# Got pictures of your horse sticking its tongue out?



## Snookeys (Sep 23, 2010)

I love it when I've been taking pictures and go through them to see a good one of my horse sticking its tongue out! Post your best TONGUE SHOTS! Closing date is NOV 1st. Winners announced NOV 2nd.


----------



## PintoTess (Aug 18, 2010)

this is hilarious, this was the day that tess fell in the float and cost us heapsa $$$$$ in vet bills, she thinks its funny.

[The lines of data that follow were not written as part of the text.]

PR #1799, opened 2026-08-28
fix: apply 1/sqrt(head_v_dim) readout scale in gated_delta_update

### LINKED ISSUE #1798: gated_delta_update: missing 1/sqrt(head_v_dim) readout scale — incoherent output under real weights (qwen4_exp, possibly qwen3_next)
# mlx-lm: gated_delta_update missing 1/sqrt(head_v_dim) readout scale

**Repo:** ml-explore/mlx-lm — gated_delta.py confirmed on main.
**Dupe check:** No existing issue. Closest is #1792 (dt_bias per-head indexing) — different bug.

---

## Bug

`gated_delta_update` (both the Metal kernel path and the ops fallback) does not scale its output
by `1/sqrt(head_v_dim)` before returning. The llama.cpp reference for `GATED_DELTA_NET` applies
this unconditionally at `ggml/src/ggml-cpu/ops.cpp:10824`:

    attn_data[j] = sum * scale;  // scale = 1.0f / sqrtf((float)S_v), S_v = head_v_dim

For qwen4_exp (head_v_dim = 128): scale ≈ 0.0884.

`qwen3_next.py` in mlx-lm calls `gated_delta_update` and passes raw output directly to the gated
norm with no post-scale — same omission. Whether qwen3_next is affected in practice depends on
whether the HF transformers reference applies this scale (I have not verified that; see Open
question below).

## Evidence

From-scratch MLX port of Qwen3.8-Flash-Next (qwen4_exp architecture), instrumented A/B against
llama.cpp with --eval-callback on the Q4_K_XL GGUF (coherent at greedy temp=0).

Layer 0 (linear/DeltaNet layer), first three elements of block output:

| | values |
|---|---|
| Port, no readout scale | [-0.273, 0.231, -0.252] |
| llama.cpp reference    | [-0.0558, 0.1065, -0.1232] |
| Port, with 1/sqrt(128) | [-0.0684, 0.1035, -0.1289] |

Unscaled output: ~11x too large (raw delta ÷ 0.088), several elements sign-flipped vs reference.
The gated RMS-norm partially compensates; layer-0 net divergence is ~5x. Error compounds over 48
layers.

Symptom under real weights at every quant level (4-bit, 6-bit, 8-bit experts): incoherent
generation, top-1 for "The capital of France is" was `,` at p=0.33. After adding
`out = out * (1.0 / head_v_dim**0.5)` post-`gated_delta_update`, layer-0 matched within noise,
`Paris` became top-1 at p=0.43, and greedy chat completions were clean.

All other subcomponents (PLE path, q/k normalisation, conv1d, state threading) were cleared
bit-for-bit by the same A/B. The readout scale was the only structural divergence.

## Minimal fix (caller side)

```python
out, state = gated_delta_update(q, k, v, a, b, A_log, dt_bias, state, mask)
out = out * (1.0 / head_v_dim ** 0.5)  # ggml GATED_DELTA_NET ops.cpp:10824
```

Applying it inside `gated_delta_update` would break callers that already absorb the scale into
weights — safer to apply at the model layer.

## Regression test (catches the bug)

The bug was invisible to toy-weight tests because the gated norm masked small-scale differences.
A test that reconstructs the pipeline manually and asserts output matches the *scaled* variant
but not the *raw* variant catches it reliably. Landed in our port as
`test_delta_readout_has_inv_sqrt_head_v_dim_scale`.

## Open question for maintainers

Does `modeling_qwen3_next.py` on HF apply `1/sqrt(head_v_dim)` after the delta readout? If yes,
the shipped qwen3_next path in mlx-lm is also producing ~11x-scaled delta outputs (with the gated
norm absorbing some error), and coherent-looking results come from partial compensation. If no,
qwen3_next weights were trained without this scale and only qwen4_exp-family models need it
applied on the mlx side.

Happy to send a PR for qwen4_exp. Can include qwen3_next if the HF reference confirms it applies
the scale there too.

axiom-of-choice:
## What

`gated_delta_update` omits the `1/sqrt(head_v_dim)` readout scale that the ggml reference applies unconditionally (`ops.cpp:10824`). For `head_v_dim=128` the output is ~11x too large, compounding over layers into incoherent generation.

## Fix

Scale output by `v.shape[-1] ** -0.5` inside `gated_delta_update`, after both kernel and ops paths. All four callers (qwen3_next, qwen3_5, kimi_linear, bailing_moe_v3) omit this scale, so applying it centrally is safe.

## Test

- New `test_gated_delta_readout_scale` asserts the scale is applied and is not identity.
- Updated `test_gated_delta_lower_bound` to account for the scale.
- All 5 `gated_delta` tests pass.

Fixes #1798

### DIFF
--- a/mlx_lm/models/gated_delta.py
+++ b/mlx_lm/models/gated_delta.py
@@ -610,5 +610,12 @@ def gated_delta_update(
         state = mx.zeros((B, Hv, Dv, Dk), dtype=mx.float32)
 
     if not use_kernel or mx.default_device() != mx.gpu or not mx.metal.is_available():
-        return gated_delta_ops(q, k, v, g, beta, state, mask)
-    return gated_delta_kernel(q, k, v, g, beta, state, mask)
+        y, state = gated_delta_ops(q, k, v, g, beta, state, mask)
+    else:
+        y, state = gated_delta_kernel(q, k, v, g, beta, state, mask)
+
+    # Readout scale: ggml GATED_DELTA_NET applies 1/sqrt(head_v_dim)
+    # unconditionally (ops.cpp:10824). Without it the raw delta output is
+    # ~1/head_v_dim^0.5 too large, compounding over layers.
+    y = y * (v.shape[-1] ** -0.5)
+    return y, state
--- a/tests/test_models.py
+++ b/tests/test_models.py
@@ -3457,7 +3457,8 @@ class TestModels(unittest.TestCase):
             lower_bound=lower_bound,
         )
 
-        self.assertTrue(mx.allclose(output, expected))
+        # gated_delta_update applies 1/sqrt(head_v_dim) readout scale
+        self.assertTrue(mx.allclose(output, expected * (v.shape[-1] ** -0.5)))
         self.assertTrue(mx.allclose(state, expected_state))
 
     def test_gated_delta_precision(self):
@@ -3547,6 +3548,36 @@ class TestModels(unittest.TestCase):
                 y = y[:, s:e]
                 self.assertTrue(mx.allclose(y, y_gt, rtol=1e-4, atol=1e-4))
                 self.assertTrue(mx.allclose(st, st_gt, rtol=1e-4, atol=1e-3))
+
+    def test_gated_delta_readout_scale(self):
+        """gated_delta_update must scale output by 1/sqrt(head_v_dim)."""
+        mx.random.seed(0)
+        B, T = 1, 2
+        Hk, Hv, Dk, Dv = 2, 4, 16, 16
+
+        q = mx.random.normal(shape=(B, T, Hk, Dk))
+        k = mx.random.normal(shape=(B, T, Hk, Dk))
+        v = mx.random.normal(shape=(B, T, Hv, Dv))
+        a = mx.random.normal(shape=(B, T, Hv))
+        b = mx.random.normal(shape=(B, T, Hv))
+        A_log = mx.zeros((Hv,))
+        dt_bias = mx.zeros((Hv,))
+
+        # Raw (unscaled) output from the ops path
+        beta = mx.sigmoid(b)
+        g = mx.exp(-mx.exp(A_log.astype(mx.float32)) * nn.softplus(a + dt_bias))
+        state = mx.zeros((B, Hv, Dv, Dk), dtype=mx.float32)
+        y_raw, _ = gated_delta_ops(q, k, v, g, beta, state)
+
+        # Scaled output from gated_delta_update
+        y_scaled, _ = gated_delta_update(
+            q, k, v, a, b, A_log, dt_bias, use_kernel=False
+        )
+
+        scale = Dv**-0.5
+        self.assertTrue(mx.allclose(y_scaled, y_raw * scale, rtol=1e-5, atol=1e-6))
+        # Verify the scale is not identity
+        self.assertFalse(mx.allclose(y_scaled, y_raw, rtol=1e-2, atol=1e-3))
 
 
 if __name__ == "__main__":


zcbenz:
@wyanzhao Could you please take a look at this?

wyanzhao:
Sure, I will take a look into this.

wyanzhao:
Thanks for taking this on, and for the clear write-up. I went through the same three implementations before responding, and I'd like to suggest holding off on this one as written, because as far as I can tell the factor is already applied. Every in-tree caller folds the required `Dk**-0.5` into **q** before calling `gated_delta_update`, so multiplying the raw recurrence output by `Dv**-0.5` here applies it a second time at the shared-helper boundary. Details below so you can check my reasoning.

There are now six call sites across five model files:

- [`qwen3_next.py:283-287`](https://github.com/ml-explore/mlx-lm/blob/e93eaf7f491a756eafcfef2e607ff7f5210fe51a/mlx_lm/models/qwen3_next.py#L283-L287)
- [`qwen3_5.py:180-184`](https://github.com/ml-explore/mlx-lm/blob/e93eaf7f491a756eafcfef2e607ff7f5210fe51a/mlx_lm/models/qwen3_5.py#L180-L184)
- [`kimi_linear.py:352-364`](https://github.com/ml-explore/mlx-lm/blob/e93eaf7f491a756eafcfef2e607ff7f5210fe51a/mlx_lm/models/kimi_linear.py#L352-L364)
- [`bailing_moe_v3.py:79-82, 372-376`](https://github.com/ml-explore/mlx-lm/blob/e93eaf7f491a756eafcfef2e607ff7f5210fe51a/mlx_lm/models/bailing_moe_v3.py#L79-L82)
- [`kimi_k3.py:364-372`](https://github.com/ml-explore/mlx-lm/blob/e93eaf7f491a756eafcfef2e607ff7f5210fe51a/mlx_lm/models/kimi_k3.py#L364-L372) and [`450-460`](https://github.com/ml-explore/mlx-lm/blob/e93eaf7f491a756eafcfef2e607ff7f5210fe51a/mlx_lm/models/kimi_k3.py#L450-L460)

They all use the same algebraic pattern:

```python
inv_scale = k.shape[-1] ** -0.5
q = (inv_scale**2) * mx.fast.rms_norm(q, None, eps)
k = inv_scale * mx.fast.rms_norm(k, None, eps)
```

Because `rms_norm(x, eps_rms) = sqrt(D) * x / sqrt(sum(x**2) + D * eps_rms)`, this pattern already gives q the extra `Dk**-0.5` factor relative to k. It is exactly `q = l2norm(q) * Dk**-0.5`, `k = l2norm(k)` in the Kimi/Bailing callers that use `eps_rms = eps_l2 / Dk`. The two Qwen callers pass `eps_rms=1e-6` directly, so they use a slightly different epsilon convention, but the `Dk**-0.5` scale is still already present.

That matches the HF reference. Both [`torch_chunk_gated_delta_rule`](https://github.com/huggingface/transformers/blob/ac3244569528944b9d5773cafea525cd8a8b63de/src/transformers/models/qwen3_next/modeling_qwen3_next.py#L419-L425) and [`torch_recurrent_gated_delta_rule`](https://github.com/huggingface/transformers/blob/ac3244569528944b9d5773cafea525cd8a8b63de/src/transformers/models/qwen3_next/modeling_qwen3_next.py#L539-L545) always scale **q** by `query.shape[-1] ** -0.5`, i.e. `1/sqrt(Dk)`. The recurrent state does not depend on q and the readout is linear in q, so this factor can be moved from q to the readout, but it must be applied only once.

The ggml line cited by the PR is that same single factor in a different location. llama.cpp's two non-fused builders scale q by `1/sqrt(S_k)` ([chunk path](https://github.com/ggml-org/llama.cpp/blob/b356fa2624643b6d5753162ae43efff8cdd4d8cb/src/models/delta-net-base.cpp#L25-L47), [recurrent path](https://github.com/ggml-org/llama.cpp/blob/b356fa2624643b6d5753162ae43efff8cdd4d8cb/src/models/delta-net-base.cpp#L299-L321)). Its fused builder skips the q-side scale and the op scales the readout by `1/sqrt(S_v)` ([builder](https://github.com/ggml-org/llama.cpp/blob/b356fa2624643b6d5753162ae43efff8cdd4d8cb/src/models/delta-net-base.cpp#L381-L402), [CPU op](https://github.com/ggml-org/llama.cpp/blob/b356fa2624643b6d5753162ae43efff8cdd4d8cb/ggml/src/ggml-cpu/ops.cpp#L10965-L11031)). All three llama.cpp builders assert `S_k == S_v`, so its fused implementation cannot distinguish those constants. It is not evidence for adding an independent `Dv**-0.5` factor to mlx-lm, which supports `Dk != Dv`.

I also compared `gated_delta_update` against a NumPy port of HF's recurrent rule in fp32, using the q/k preprocessing from the corresponding mlx-lm callers. For the Kimi-style case, the reference applies the same recurrence elementwise to vector decay. The check covers the Metal kernel and ops paths, `Dk != Dv`, and scalar and vector decay:

| case | main `e93eaf7` rel. max diff (kernel / ops) | PR `690a242` fitted output/reference (kernel / ops) |
|---|---:|---:|
| Qwen3-Next defaults: Hk=16, Hv=32, Dk=Dv=128 | `1.347e-6 / 1.312e-6` | `0.088388 / 0.088388` |
| `qwen3_5.py` ModelArgs defaults: Hk=16, Hv=64, Dk=192, Dv=128 | `9.426e-7 / 9.899e-7` | `0.088388 / 0.088388` |
| Kimi-style vector decay, Dk=Dv=128 | `1.667e-7 / 1.848e-7` | `0.088388 / 0.088388` |

For all three PR cases, the relative max error is `0.9116`. The bounded conclusion here is about the raw `gated_delta_update` output: this PR adds another `Dv**-0.5` multiplier, which is `0.088388` for `Dv=128`. I am not claiming an 11.3x end-to-end logit or generation change; every current model applies a downstream RMS normalization that can partly absorb a uniform scale.

Two additional points:

- The existing [`test_gated_delta_lower_bound`](https://github.com/ml-explore/mlx-lm/blob/e93eaf7f491a756eafcfef2e607ff7f5210fe51a/tests/test_models.py#L3539-L3567) already detects the helper-contract change. Running this PR's implementation with that unmodified test fails at `assertTrue(mx.allclose(output, expected))`. The PR changes the expectation to `expected * Dv**-0.5` and adds a test that only checks the newly introduced multiplier against the raw ops path; neither change compares the new behavior with an external reference.
- The branch currently conflicts with main because #1626 added the `k.shape[-1]` kernel guard in the same hunk. The PR description also counts four callers, while current main has six call sites in five models.

Regarding #1798: the reporter's from-scratch Qwen3.8-Flash-Next port is not available in mlx-lm, so its exact preprocessing cannot be inspected here. The reported approximately 11x discrepancy is consistent with that out-of-tree port missing the q-side `Dk**-0.5` factor, but it does not establish that as fact. If the port omitted that preprocessing, the correction belongs at its model call site, as in the five in-tree models; it does not justify adding an unconditional second scale to the shared helper. The issue itself also cautions that applying the scale inside `gated_delta_update` can break callers that already absorb it.

I would be glad to review a follow-up that documents the helper contract (q is expected pre-normalized with the `Dk**-0.5` factor) and/or adds an HF-reference comparison test so this cannot be reintroduced. The comparison script is included below.

<details>
<summary>Comparison script (run as <code>python check_scale_revised.py &lt;mlx-lm checkout&gt;</code>)</summary>

```python
#!/usr/bin/env python3
"""Compare mlx-lm gated_delta_update with an HF-derived recurrence."""

import hashlib
import importlib.util
import subprocess
import sys
from pathlib import Path

import mlx.core as mx
import numpy as np


if len(sys.argv) != 2:
    raise SystemExit("usage: python check_scale_revised.py <mlx-lm checkout>")

root = Path(sys.argv[1]).resolve()
source = root / "mlx_lm/models/gated_delta.py"
spec = importlib.util.spec_from_file_location("gd", source)
if spec is None or spec.loader is None:
    raise RuntimeError(f"cannot load {source}")
gd = importlib.util.module_from_spec(spec)
spec.loader.exec_module(gd)


def git_revision(path: Path) -> str:
    result = subprocess.run(
        ["git", "-C", str(path), "rev-parse", "HEAD"],
        check=True,
        capture_output=True,
        text=True,
    )
    return result.stdout.strip()


print("checkout:", root)
print("revision:", git_revision(root))
print("gated_delta.py sha256:", hashlib.sha256(source.read_bytes()).hexdigest())
print("mlx:", mx.__version__, "| device:", mx.default_device(), "| metal:", mx.metal.is_available())


def softplus(x: np.ndarray) -> np.ndarray:
    return np.log1p(np.exp(-np.abs(x))) + np.maximum(x, 0)


def sigmoid(x: np.ndarray) -> np.ndarray:
    return 1 / (1 + np.exp(-x))


def l2norm(x: np.ndarray, eps: float = 1e-6) -> np.ndarray:
    return x / np.sqrt((x * x).sum(-1, keepdims=True) + eps)


def hf_reference(
    q: np.ndarray,
    k: np.ndarray,
    v: np.ndarray,
    g_log: np.ndarray,
    beta: np.ndarray,
) -> np.ndarray:
    """NumPy port of HF torch_recurrent_gated_delta_rule.

    The vector-decay case is its elementwise extension used by MLX KDA callers.
    """
    q = l2norm(q) * (q.shape[-1] ** -0.5)
    k = l2norm(k)
    batch, steps, h_k, d_k = k.shape
    h_v, d_v = v.shape[-2:]
    repeat_factor = h_v // h_k
    q = np.repeat(q, repeat_factor, axis=2)
    k = np.repeat(k, repeat_factor, axis=2)

    state = np.zeros((batch, h_v, d_k, d_v))
    output = np.zeros((batch, steps, h_v, d_v))
    for t in range(steps):
        decay = np.exp(g_log[:, t])
        if decay.ndim == 3:  # vector decay [B,Hv,Dk]
            state *= decay[..., None]
        else:  # scalar decay [B,Hv]
            state *= decay[..., None, None]

        k_t = k[:, t]
        q_t = q[:, t]
        v_t = v[:, t]
        beta_t = beta[:, t][..., None]
        memory = (state * k_t[..., None]).sum(-2)
        delta = (v_t - memory) * beta_t
        state += k_t[..., None] * delta[..., None, :]
        output[:, t] = (state * q_t[..., None]).sum(-2)
    return output


def relative_max(actual: np.ndarray, reference: np.ndarray) -> float:
    return float(np.abs(actual - reference).max() / np.abs(reference).max())


def fitted_scale(actual: np.ndarray, reference: np.ndarray) -> float:
    actual_flat = actual.reshape(-1)
    reference_flat = reference.reshape(-1)
    denominator = np.vdot(reference_flat, reference_flat).real
    return float(np.vdot(reference_flat, actual_flat).real / denominator)


def run_case(
    name: str,
    *,
    batch: int,
    steps: int,
    h_k: int,
    h_v: int,
    d_k: int,
    d_v: int,
    rms_eps: float,
    vector_gate: bool,
    seed: int = 0,
) -> None:
    rng = np.random.default_rng(seed)
    q = rng.standard_normal((batch, steps, h_k, d_k))
    k = rng.standard_normal((batch, steps, h_k, d_k))
    v = rng.standard_normal((batch, steps, h_v, d_v))

    gate_shape = (batch, steps, h_v, d_k) if vector_gate else (batch, steps, h_v)
    parameter_shape = (h_v, d_k) if vector_gate else (h_v,)
    a = rng.standard_normal(gate_shape)
    b = rng.standard_normal((batch, steps, h_v))
    A_log = rng.standard_normal(parameter_shape) * 0.5
    dt_bias = rng.standard_normal(parameter_shape) * 0.5
    g_log = -np.exp(A_log) * softplus(a + dt_bias)
    beta = sigmoid(b)
    reference = hf_reference(q, k, v, g_log, beta)

    f32 = lambda x: mx.array(x, dtype=mx.float32)
    q_mlx, k_mlx, v_mlx = f32(q), f32(k), f32(v)
    inv_scale = d_k**-0.5
    q_mlx = (inv_scale**2) * mx.fast.rms_norm(q_mlx, None, rms_eps)
    k_mlx = inv_scale * mx.fast.rms_norm(k_mlx, None, rms_eps)

    gate_kind = "vector" if vector_gate else "scalar"
    print(
        f"\n[{name}] B={batch} T={steps} Hk={h_k} Hv={h_v} "
        f"Dk={d_k} Dv={d_v} gate={gate_kind} rms_eps={rms_eps:g}"
    )
    for use_kernel in (True, False):
        output, _ = gd.gated_delta_update(
            q_mlx,
            k_mlx,
            v_mlx,
            f32(a),
            f32(b),
            f32(A_log),
            f32(dt_bias),
            use_kernel=use_kernel,
        )
        output = np.array(output.astype(mx.float32), dtype=np.float64)
        path = "kernel" if use_kernel else "ops"
        print(
            f"  {path:6s} rel.max.diff={relative_max(output, reference):.3e} "
            f"fitted(output/reference)={fitted_scale(output, reference):.6f}"
        )


run_case(
    "Qwen3-Next defaults",
    batch=1,
    steps=8,
    h_k=16,
    h_v=32,
    d_k=128,
    d_v=128,
    rms_eps=1e-6,
    vector_gate=False,
)
run_case(
    "qwen3_5.py ModelArgs defaults",
    batch=1,
    steps=8,
    h_k=16,
    h_v=64,
    d_k=192,
    d_v=128,
    rms_eps=1e-6,
    vector_gate=False,
)
run_case(
    "Kimi-style vector gate",
    batch=1,
    steps=8,
    h_k=8,
    h_v=8,
    d_k=128,
    d_v=128,
    rms_eps=1e-6 / 128,
    vector_gate=True,
)
```

</details>

axiom-of-choice:
Thanks,  the measurement settles it. 

The six in-tree callers already fold `Dk**-0.5` into q (via the `inv_scale`/`inv_scale**2` pattern), so applying `Dv**-0.5` at the helper boundary double-scales the output (fitted `0.088388` = `1/sqrt(128)`), which would break every caller rather than fix #1798.

I'll close this PR and take the follow-up instead: document the helper contract (q expected pre-normalized with the `Dk**-0.5` factor) and add an HF-reference comparison test so the scale can't be reintroduced.

axiom-of-choice:
Superseded by #1823, which documents the helper contract (callers fold `Dk**-0.5` into q) and pins it with an HF-reference test instead of adding a second scale.

axiom-of-choice:
Superseded by #1823.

WELL I DIDNT!!! thanx a lot Tess.


----------



## Angel_Leaguer (Jun 13, 2008)

Not totally a tongue but still goofy


----------



## HowClever (Feb 16, 2010)

Nippa









Phoenix









Kody









Romance









Fanta









Hugo

__
Sensitive content, not recommended for those under 18
Show Content


----------



## WildSenses (Oct 20, 2010)

I was trying to take a photo of my Arab stallion's marking on his muzzle...and this is what I got lol! I swear he knew I was taking a photo too.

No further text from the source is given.